At Cooper Landing, Alan took a guided float trip on the Kenia River, a world class trout fishing experience. In this river, you are allowed to keep fish under 16" (and there aren't many that size) so it is all catch and release. He not only caught 2 nice trout but witnessed fishermen along the shore fishing side by side with a grizzly.
|Wrangel-St. Elias National Park|
Headed back into Yukon, and discovered Tachal Dhal (Sheep Mountain), over one hundred Dall Sheep dotted the face of the mountain. A special experience to watch them playing and grazing on the mountain sage. The highway meandered back into Alaska and our next destination, Haines. Hit the jackpot with the eagles and grizzlies. Both were totally oblivious to us, intend on their hunting. At times we were less than 30 feet from the grizzlies. They were small females (300-350 pounds). We would not have been so brazen if they had been 1000 pound males. It was a thrill to watch the grizzlies romp through the the river to ponce on the salmon. Definitely our ultimate wildlife experience.

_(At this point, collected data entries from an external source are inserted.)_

PR #905, opened 2016-07-25
Refactor transformations

everzet:
This PR extracts individual transformations from `RepositoryArgumentTransformer` into individual classes under `Behat\Behat\Transformation\Transformation` namespace. This should make adding new transformations and fixing old ones a breeze.

This PR is basis for upcoming transformation improvements in 3.2.

### DIFF
--- a/src/Behat/Behat/Transformation/RegexGenerator.php
+++ b/src/Behat/Behat/Transformation/RegexGenerator.php
@@ -1,0 +1,30 @@
+<?php
+
+/*
+ * This file is part of the Behat.
+ * (c) Konstantin Kudryashov <ever.zet@gmail.com>
+ *
+ * For the full copyright and license information, please view the LICENSE
+ * file that was distributed with this source code.
+ */
+
+namespace Behat\Behat\Transformation;
+
+/**
+ * Regular expression generator.
+ *
+ * @author Konstantin Kudryashov <ever.zet@gmail.com>
+ */
+interface RegexGenerator
+{
+    /**
+     * Generates regular expression using provided parameters.
+     *
+     * @param string $suiteName
+     * @param string $pattern
+     * @param string$language
+     *
+     * @return string
+     */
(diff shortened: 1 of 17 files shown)


src/Behat/Behat/Transformation/RegexGenerator.php
```diff
@@ -0,0 +1,30 @@
...
+ * @author Konstantin Kudryashov <ever.zet@gmail.com>
+ */
+interface RegexGenerator
+{
+    /**
+     * Generates regular expression using provided parameters.
+     *
+     * @param string $suiteName
+     * @param string $pattern
+     * @param string$language
```
pamil: Missing space.

src/Behat/Behat/Transformation/Transformation/RuntimeTransformation.php
```diff
@@ -8,14 +8,16 @@
...
-namespace Behat\Behat\Transformation\Call;
+namespace Behat\Behat\Transformation\Transformation;
 
 use Behat\Behat\Transformation\Transformation;
 use Behat\Testwork\Call\RuntimeCallee;
 
 /**
  * Transformation that is created and executed in the runtime.
  *
+ * @deprecated Will be removed in 4.0. Use specific transformations instead
```
stof: I suggest using the ``@trigger_error('...', E_USER_DEPRECATED)`` convention used by Symfony (which reminds me that someone wrote a Behat extension to collect deprecations, which I said I would review and I forgot to do it)

stof: btw, if you rename the class, deprecating it is useless: it is already a BC break. you would need to keep it in the ``Call`` namespace

everzet:
I'll move `RuntimeTransformation` back. I don't mind with triggering deprecation errors yet, it's not as current of occurrence as in Symfony ATM.

Issue #863, opened 2016-03-19
Transform based on type of argument


ciaranmcnulty:
Currently we associate Transforms with placeholders based on name, when they're really more about types.

An example might be I have a `:sender` and `:recipient` but they're both Emails.

We should support type-based transform matching:

```php
/**
 * @Transform
 */
function toEmail($string) : Email // use @return for PHP5
{
    return Email::fromString();
}

/**
 * @Then an email should be sent from :sender to :recipient
 */
function checkEmailWasSent(Email $sender, Email $recipient)
{
    // ...
}
```

sroze:
Can't agree more on the need. Why not simply improving the existing syntax by optionally prefixing the `:` by the class name (with or without namespace)?

```php
/**
 * @Transform Email:
 */
function toEmail($string)
{
    return Email::fromString($string);
}

/**
 * @Then an email should be sent from :sender to :recipient
 */
function checkEmailWasSent(Email $sender, Email $recipient)
{
    // ...
}
```

That way, we can also mix the both, by having a transformer for a given type *and* argument name:
```php
/**
 * @Transform Email:secret
 */
function toSecretEmail($secret)
{
    return Email::fromSecret($secret);
}
```

ciaranmcnulty:
That's a nice idea Samuel. 

I have a concern that the trailing comma is not obvious enough at first glance? Maybe something like `Email:*`?

sroze:
True, that's not obvious at all. Why not simply having the colon (`:`) optional? It won't conflict with the table or regex transformers.

```php
use FQCN\Email;

/**
 * @Transform Email
 */
function toEmail($string)
{
    return Email::fromString($string);
}
```

pamil:
What do you think about `@Transform Email::class`?

stof:
@pamil what would be your syntax corresponding to the ``@Transform Email:secret`` case ?

stof:
@sroze the issue with your ``<classname>:<token>`` proposal is that it conflicts with the table transformations

sroze:
@stof when the class name is `Table`, this is true. That's an extremely rare case I would say. We can handle this specific case by throwing an exception and ask to use the FQCN of the `Table` class.

stof:
This is not the only prefix used (we also have ``row`` and ``rowtable``). And using this pattern for class names would mean that we can never use this pattern anymore in the future for other kinds of builtin transformations.

And we cannot throw an exception, as this would prevent using the existing feature.

[...]

PR #907, opened 2016-07-26
From-string object transformer

everzet:
## TLDR;

This PR introduces automatic ValueObject transformer into Behat. It is first half of #863. It has following attributes:

1. Is automatically executed for all your class type-hints in your step definitions
2. Attempts to automatically transform such arguments calling typehint's `fromString()` factory method
3. Has the lowest precedence of all transformers. Meaning that if you provide any other kind of transformation that matches said argument, from-string object transformer wouldn't get executed

### Feature

Given simple feature:

```gherkin
Feature:
  Scenario:
    Given I am "everzet"
```

### Stepdef

And a step definition, using type-hint:

```php
class User {
    public function __construct($name) { $this->name = $name; }
}

{
    /** @Given I am :user */
    public function iAm(User $user) {
        // TODO: do something with $user
    }
}
```

### Test

When you attempt to execute this, you'll get exception like this:

```bash
...> Method fromString does not exist
```

There are now two possible routes out of this situation...

#### Route 1: Write custom transformation

As before, you can write your own custom transformation and it will work as it always did:

```php
class User {
    public function __construct($name) { $this->name = $name; }
}

{
    /** @Transform :user */
    public function transformUser($user) {
        return new User($user);
    }

    /** @Given I am :user */
    public function iAm(User $user) {
        // TODO: do something with $user
    }
}
```

#### Route 2: Add `fromString`

Or, you can add `fromString` factory method to your `User` class and that will also work exactly as you might expect:

```php
class User {
    private function __construct($name) { $this->name = $name; }
    static public function fromString($name) { return new static($name); }
}

{
    /** @Given I am :user */
    public function iAm(User $user) {
        // TODO: do something with $user
    }
}
```

## Implications

There are no known BC breaks or implications on existing codebases. Please, highlight if you are aware of any.

### DIFF
--- a/src/Behat/Behat/Transformation/Call/Filter/DefinitionArgumentsTransformer.php
+++ b/src/Behat/Behat/Transformation/Call/Filter/DefinitionArgumentsTransformer.php
@@ -100,7 +100,11 @@ final class DefinitionArgumentsTransformer implements CallFilter
                 continue;
             }
 
-            return $transformer->transformArgument($definitionCall, $index, $value);
+            $transformedValue = $transformer->transformArgument($definitionCall, $index, $value);
+
+            if ($value !== $transformedValue) {
+                return $transformedValue;
+            }
         }
 
         return $value;
--- a/src/Behat/Behat/Transformation/Exception/FactoryMethodNotFound.php
+++ b/src/Behat/Behat/Transformation/Exception/FactoryMethodNotFound.php
@@ -1,0 +1,64 @@
+<?php
+
+/*
+ * This file is part of the Behat.
+ * (c) Konstantin Kudryashov <ever.zet@gmail.com>
+ *
+ * For the full copyright and license information, please view the LICENSE
+ * file that was distributed with this source code.
+ */
+
+namespace Behat\Behat\Transformation\Exception;
+
+use InvalidArgumentException;
+
+/**
+ * Represents an exception caused by usage of type-hinted step definition argument without factory method.
+ *
+ * @author Konstantin Kudryashov <ever.zet@gmail.com>
+ */
+final class FactoryMethodNotFound extends InvalidArgumentException implements TransformationException
+{
+    /**
+     * @var string
+     */
+    private $class;
+    /**
+     * @var string
+     */
+    private $method;
+
+    /**
+     * Initializes exception.
+     *
+     * @param string $message
+     * @param string   $class
+     */
+    public function __construct($message, $class, $method)
+    {
+        parent::__construct($message);
+
+        $this->class = $class;
+        $this->method = $method;
+    }
+
+    /**
+     * Returns class name.
+     *
+     * @return string
+     */
+    public function getClass()
+    {
+        return $this->class;
+    }
+
+    /**
+     * Return factory method name.
+     *
+     * @return string
+     */
+    public function getFactoryMethod()
+    {
+        return $this->method;
+    }
+}
--- a/src/Behat/Behat/Transformation/Exception/FactoryMethodNotFound.php
+++ b/src/Behat/Behat/Transformation/Exception/FactoryMethodNotFound.php
@@ -32,14 +32,15 @@ final class FactoryMethodNotFound extends InvalidArgumentException implements Tr
      * Initializes exception.
      *
      * @param string $message
-     * @param string   $class
+     * @param string $class
+     * @param string $factoryMethod
      */
-    public function __construct($message, $class, $method)
+    public function __construct($message, $class, $factoryMethod)
     {
         parent::__construct($message);
 
         $this->class = $class;
-        $this->method = $method;
+        $this->method = $factoryMethod;
     }
 
     /**
--- a/src/Behat/Behat/Transformation/Transformer/FromStringObjectTransformer.php
+++ b/src/Behat/Behat/Transformation/Transformer/FromStringObjectTransformer.php
@@ -11,8 +11,9 @@
 namespace Behat\Behat\Transformation\Transformer;
 
 use Behat\Behat\Definition\Call\DefinitionCall;
+use Behat\Behat\Transformation\Exception\FactoryMethodNotFound;
 use Closure;
-use ReflectionMethod;
+use ReflectionClass;
 use ReflectionParameter;
 
 /**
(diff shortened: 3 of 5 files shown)


ciaranmcnulty:
While I would use this as an extension, I don't think this should be core.

Thus far Behat has not introduced any conventions to how users design or write code, and I don't think it's appropriate for the core app to do so.

If you want to go ahead, the error message needs to be far more explicit about why the hell it things `fromString` should exist or why it's looking for it.

everzet:
> Thus far Behat has not introduced any conventions to how users design or write code, and I don't think it's appropriate for the core app to do so.
Why?

src/Behat/Behat/Transformation/Call/Filter/DefinitionArgumentsTransformer.php
```diff
@@ -100,7 +100,11 @@ private function transformArgument(DefinitionCall $definitionCall, $index, $valu
                 continue;
             }
 
-            return $transformer->transformArgument($definitionCall, $index, $value);
+            $transformedValue = $transformer->transformArgument($definitionCall, $index, $value);
+
+            if ($value !== $transformedValue) {
```
ciaranmcnulty: This condition is not needed. If they're equal you can still return `$transformedValue` (as `$value` is returned below);

Additionally the `continue` above doesn't add much to comprehension, you could flip that `if` and nest the `return` inside it.

src/Behat/Behat/Transformation/Exception/FactoryMethodNotFound.php
```diff
@@ -0,0 +1,64 @@
...
+    /**
+     * @var string
+     */
+    private $method;
+
+    /**
+     * Initializes exception.
+     *
+     * @param string $message
+     * @param string   $class
```
ciaranmcnulty: Missing a  docblock for`$method`

src/Behat/Behat/Transformation/Exception/FactoryMethodNotFound.php
```diff
@@ -0,0 +1,64 @@
...
+    {
+        return $this->class;
+    }
+
+    /**
+     * Return factory method name.
+     *
+     * @return string
+     */
+    public function getFactoryMethod()
```
ciaranmcnulty: If it's a factoryMethod then the constructor param should be named the same

src/Behat/Behat/Transformation/Transformer/FromStringObjectTransformer.php
```diff
@@ -0,0 +1,145 @@
...
+use ReflectionParameter;
+
+/**
+ * Transforms typehinted parameters using their `fromString` factory method (if exists).
+ *
+ * @author Konstantin Kudryashov <ever.zet@gmail.com>
+ */
+final class FromStringObjectTransformer implements ArgumentTransformer
+{
+    const FACTORY_METHOD = 'fromString';
```
ciaranmcnulty: Could this be passed into the constructor instead? It could come from configuration but have a default?

src/Behat/Behat/Transformation/Transformer/FromStringObjectTransformer.php
```diff
@@ -0,0 +1,145 @@
...
+    }
+
+    /**
+     * {@inheritdoc}
+     */
+    public function transformArgument(DefinitionCall $definitionCall, $argumentIndex, $argumentValue)
+    {
+        $class = $this->getParameterClassByIndex($definitionCall, $argumentIndex);
+
+        if (!$class->hasMethod(self::FACTORY_METHOD)) {
```
ciaranmcnulty: Probably also need to check the method is compatible i.e. Unary, can take a string as it's arguments (compatible typehints)

ciaranmcnulty:
New exception message is a big improvement

src/Behat/Behat/Transformation/Call/Filter/DefinitionArgumentsTransformer.php
everzet: I don't want successful transformations to stack.

src/Behat/Behat/Transformation/Transformer/FromStringObjectTransformer.php
everzet: That's why I don't want it to be configurable and anything but `fromString`. If you want to configure it - you should use custom transformation.

src/Behat/Behat/Transformation/Transformer/FromStringObjectTransformer.php
everzet: If you want to configure it - you should use custom transformation.

src/Behat/Behat/Transformation/Exception/FactoryMethodNotFound.php
everzet: Ta. Fixed.

jakzal:
It doesn't feel right to introduce the `fromString` as a convention. It will encourage adding this kind of method to all value objects (since transformers will become so easy). In general I share @ciaranmcnulty's concerns expressed in #863. 

I really like option 3 from https://github.com/Behat/Behat/issues/863#issuecomment-235400924. Any reason why we couldn't support a variation of that in PHP 5.x?

pamil:
Totally agree with @jakzal and @ciaranmcnulty, especially that with the second or third option from https://github.com/Behat/Behat/issues/863#issuecomment-235400924 implemented, it will be a no-brainer (and ~6 lines of code) to implement own type-based transformations.

Support for PHP 5.x will be very appreciated, we use a lot of transformers that can be type-based in [Sylius](https://github.com/Sylius/Sylius/tree/master/src/Sylius/Behat/Context/Transform) and can't bump up dependencies to `^7.0`.

stof:
> When you attempt to execute this, you'll get exception like this:
> 
> ...> Method fromString does not exist
> 
> There are now two possible routes out of this situation...

I think that this message is not clear at all. I think it would be better if the transformation was checking the existence of ``fromString`` to decide whether it supports the argument or no, which would result in the argument not being transformed if it cannot.
Thus, it would remove the requirement to keep this transformer in last position forever (the current implementation requires it because if partial support check)

everzet:
Ok, it seems we're overwhelmingly against this feature in its current form. I then see two options for this PR:

1. Close it like it never happened
2. Do what @stof suggested. Remove the exception throwing by silently checking for `fromString` existence before transformation. If method exists - automatically use it for transformation, if not - silently skip the transformation

Thoughts?

everzet:
@jakzal, @pamil I'd keep discussion about wider object transformations improvement outside of the scope of this PR and keep it in the #863.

We took a ferry to Skagway the next night. This town is the starting point of the White Pass Trail with nearby Dyea being the start of the Chilkoot Trail Skagway is now a tourist town but many of the old buildings from the gold rush days have been renovated by the US Park Service. We had planned to hike a portion of the Chilkoot Trail (full trail is 33 miles) but the rain has not stopped since Valdez and we are wimpy wilderness explorers.
Alaska is a state of superlatives. The tallest mountain in NA, Mount McKinley at 20,320 feet; the largest national park and preserve, Wrangel-St. Elias at 13.2 million acres; the biggest glacier field in NA, Malaspina at 1500 sq. miles (or bigger than the state of Rhode Island). The are 3,000,000 lakes and countless waterfalls. The wilderness is vast and awe inspiring. And then there is the food. We travel by our stomachs most of the time. We have experienced the ultimate oysters from Kachemak Bay and the tender, buttery razor clams from the Clam Gulch area. In Valdez, we purchased Dungeness crab and Alaskan king crab which were the epitome of what crab should be. Alaskan scallops were tender and sweet and will now be the scallop that we will compare all others to for the next 20 years. Maybe we get a little too excited about food, miracle we both don't look like manatees.